Good for you Jessica and Good luck!

danzingurl77 10-04-2012 12:00 AM

Thanks masterptr... unfortunatley I came home and my sweet DH had surprised me and bought home dinner- ( I thought he was going to be working late) it was my regular healthy order-- but I felt like I had to pretend to be hungry and eat the whole thing because I was too ashamed to admit that I had binged earlier... so here I sit- full enough that I may explode, at 4800 calories for the day, ready to burst in to tears, and feeling like I have to hold it all in because I'm so embarrassed that can't tell my husband that I lost control AGAIN. :(

I am so ashamed and disgusted with myself-- but I do feel safe posting here and venting to at least let off some steam. ugh- way to start off October, right?? :mad:

well- I need to get over my pity party and move on... whats done is done and I can only move forward from here.

atmos 10-04-2012 12:20 AM

Jessica - it may be a rocky start, but you have all of October left! Hopefully the venting helped you feel at least a little better, but you're right that you can do nothing but move forward. You've got this. Have you identified yet what triggers you to binge?

olleharr 10-04-2012 12:29 AM

Do you ever binge on fruits or veggies? There are some days when I just can't stop eating. I justify it by telling myself at least these are foods that are good for me even though I know I'm going way over the calorie limit.

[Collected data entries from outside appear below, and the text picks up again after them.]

PR #1522, opened 2024-03-27
federated-graph: new export to generate final API schema from FederatedGraph

tomhoule:
The purpose is for us to stop relying on introspection to generate these schemas. The implementation reuses bits of the existing `render_sdl()` (which is renamed to `render_federated_sdl()` for clarity), but mostly, it is new. In this commit, we modify the composition test setup to reuse the test schemas we already have there.

closes GB-5666


engine/crates/composition/tests/composition/tag_directive_basic/api.graphql
```diff
@@ -0,0 +1,31 @@
...
+    HONEYCRISP @tag(name: "appleEnumValue")
+}
+
+type Apple @tag(name: "appleType") {
+    id: ID!
+    texture: Texture
+    variety: AppleVariety
+}
+
+type Orange @tag(name: "orangeType") {
```
tomhoule, line 13: Hmm I think `@tag` shouldn't be in the public API. right?

engine/crates/composition/tests/composition/authenticated_basic/api.graphql
```diff
@@ -0,0 +1,10 @@
+type Car {
```
Finistere, line 1: why isn't `@authenticated` part of the api schema  if we show `@deprecated` and `@tag`?

engine/crates/composition/tests/composition/requiresScopes_basic/api.graphql
```diff
@@ -0,0 +1,19 @@
+type B {
```
Finistere, line 1: I think I would leave `@requiresScopes`

engine/crates/composition/tests/composition/requires_basic/api.graphql
```diff
@@ -0,0 +1,21 @@
+type Farm {
```
Finistere, line 1: I'd consider leaving `@requires`. Contrary to `@provides`, it's not an optimization, it's more related to business logic.

engine/crates/composition/tests/composition/tag_directive_basic/api.graphql
Finistere: No idea for `@tag` to honest. I don't think we should treat it as a public API. The public API is introspection. This is the schema we show to the maintainer/developers of the project. So they need to be aware of the business logic that affects runtime behavior IMHO. We should only strip out the federation aspects (keys, provides, inaccessible, override, etc.)

engine/crates/federated-graph/src/render_sdl/render_api_sdl.rs
```diff
@@ -0,0 +1,246 @@
...
+        .any(|directive| matches!(directive, Directive::Inaccessible))
+}
+
+fn write_public_directives(
+    f: &mut fmt::Formatter<'_>,
+    directives: Directives,
+    graph: &FederatedGraphV3,
+) -> fmt::Result {
+    for directive in graph[directives].iter().filter(|directive| match directive {
+        Directive::Authenticated | Directive::Inaccessible | Directive::Policy(_) | Directive::RequiresScopes(_) => {
```
Finistere, line 228: as mentioned, would include `@authenticated`, `@requiresScopes` and `@requires`. Probably wouldn't bother with `@policy` though, we can't use it...

Finistere (approved):

engine/crates/composition/tests/composition/authenticated_basic/api.graphql
tomhoule: I erred towards removing anything that is federation-specific / is only meant for the engine, not for clients. But there’s really no deep rationale, let’s go with your suggestions.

Deb118 10-04-2012 12:34 AM

Have been bingeing and dieting for years!!! hate that food has such power over me!!!! Day 2 of being binge free....I will join this Oct. challenge. One day at a time.
Deb

imnotperfect24 10-04-2012 02:01 AM

2 days without a binge.. 10/4 will be my third day. Lets goooooo!

Amygdala 10-04-2012 07:08 AM

danzingurl - don't beat yourself up too hard. I hope you feel better today and ready to start over. I once binged before a home cooked dinner at a friend's house. I felt so bad, but I could eat barely anything. I had a few bites and I was in pain. It felt like my stomach was going to burst.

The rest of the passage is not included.